How Do We See Things?

By Fsrcoin

I’m not one to take anything for granted. That includes existence itself.

It’s been observed that if some physics parameters, like the precise strength of gravity, were even slightly different, stars and planets (and humans) could not exist. As though the Universe were designed for us. This is called the “anthropic principle” arguing for a higher power — or the anthropic fallacy. The simple refutation is that if the Universe were not conducive to our existence, we wouldn’t be here to know it. And it’s reasonable to posit the Big Bang wasn’t some unique event. That universes are birthed repeatedly, with perhaps varying parameters; many stillborn. That ours has parameters enabling our existence is no surprise.

Yet as I experience the world, in all its dazzling complexity, I’m often struck by its seeming unlikeliness. That includes not only my own existence, but my ability to perceive it. I originally scribbled this sitting out on my deck surrounded by a visual phantasmagoria of foliage.

While reading a book by Charles Murray, Human Accomplishment. Largely a history. I was stopped by a chart of “Central Events in Physics,” listing one in Arabia in 1025 by Alhazen who, addressing the properties of lenses, “correctly states that the object seen is the source of light rays.”

In other words, photons. I thought to myself: So we see things because they spew out these particles that hit our eyes? All those leaves on all those trees in my constantly changing visual field are doing that, how many times per second? And how, pray tell, are these photons created? Is every molecule of matter somehow constantly manufacturing them? From what? Just so we humans can see them? Sounds like an absurd, ridiculously childish theory.*

Yet of course it’s science. (Amazing that that Arabian guy figured it out a thousand years ago.) I’m no physicist; maybe if I were it would make more sense to me. Maybe I don’t actually understand what I’m talking about here. But still, it does seem awfully strange.

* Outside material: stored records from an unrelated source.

PR #636, opened 2023-09-19
[fc] Log exception when FC increment unhealthy request metric

m-nagarajan:
## Summary
Log exception with a redundant filter when fast client increments unhealthy request metric

## How was this PR tested?
GH CI

### DIFF
--- a/clients/venice-client/src/main/java/com/linkedin/venice/fastclient/StatsAvroGenericStoreClient.java
+++ b/clients/venice-client/src/main/java/com/linkedin/venice/fastclient/StatsAvroGenericStoreClient.java
@@ -10,6 +10,7 @@ import com.linkedin.venice.fastclient.stats.ClusterStats;
 import com.linkedin.venice.fastclient.stats.FastClientStats;
 import com.linkedin.venice.read.RequestType;
 import com.linkedin.venice.utils.LatencyUtils;
+import com.linkedin.venice.utils.RedundantExceptionFilter;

Then there’s the problem of how we turn that bombardment of photons into visual images. Not so simple. Is there a little being in one’s brain (a “homunculus”) seeing the pictures as though projected onto a screen? That’s been called the “Cartesian Theatre” after philosopher Rene Descartes. But how would the homunculus see? Is there a smaller person in their head? And so on . . . .

No. But how does it work? How do our neurons process those signals to create what we see as a coherent visual picture? In fact, we do it even without photons — we can see pictures in our minds with eyes closed. Science does not actually have a solid explanation.

We started with the anthropic fallacy, concerning our existence. But imagine a physics that didn’t include this weird crazy thing we call photons. Actually very easy to imagine. And what seems even crazier is that we have brains that can convert photons into pictures. Without that — without vision having evolved — nothing like our kind of life could have developed. Blind people do function, but a blind species could never have built the kind of technological existence we enjoy.

So I don’t take it for granted. Rather, it seems practically impossible.

*A more plausible one might be our eyes sending out beams that come back with information. If this too seems silly, remember that bats navigate exactly that way, using sound pulses.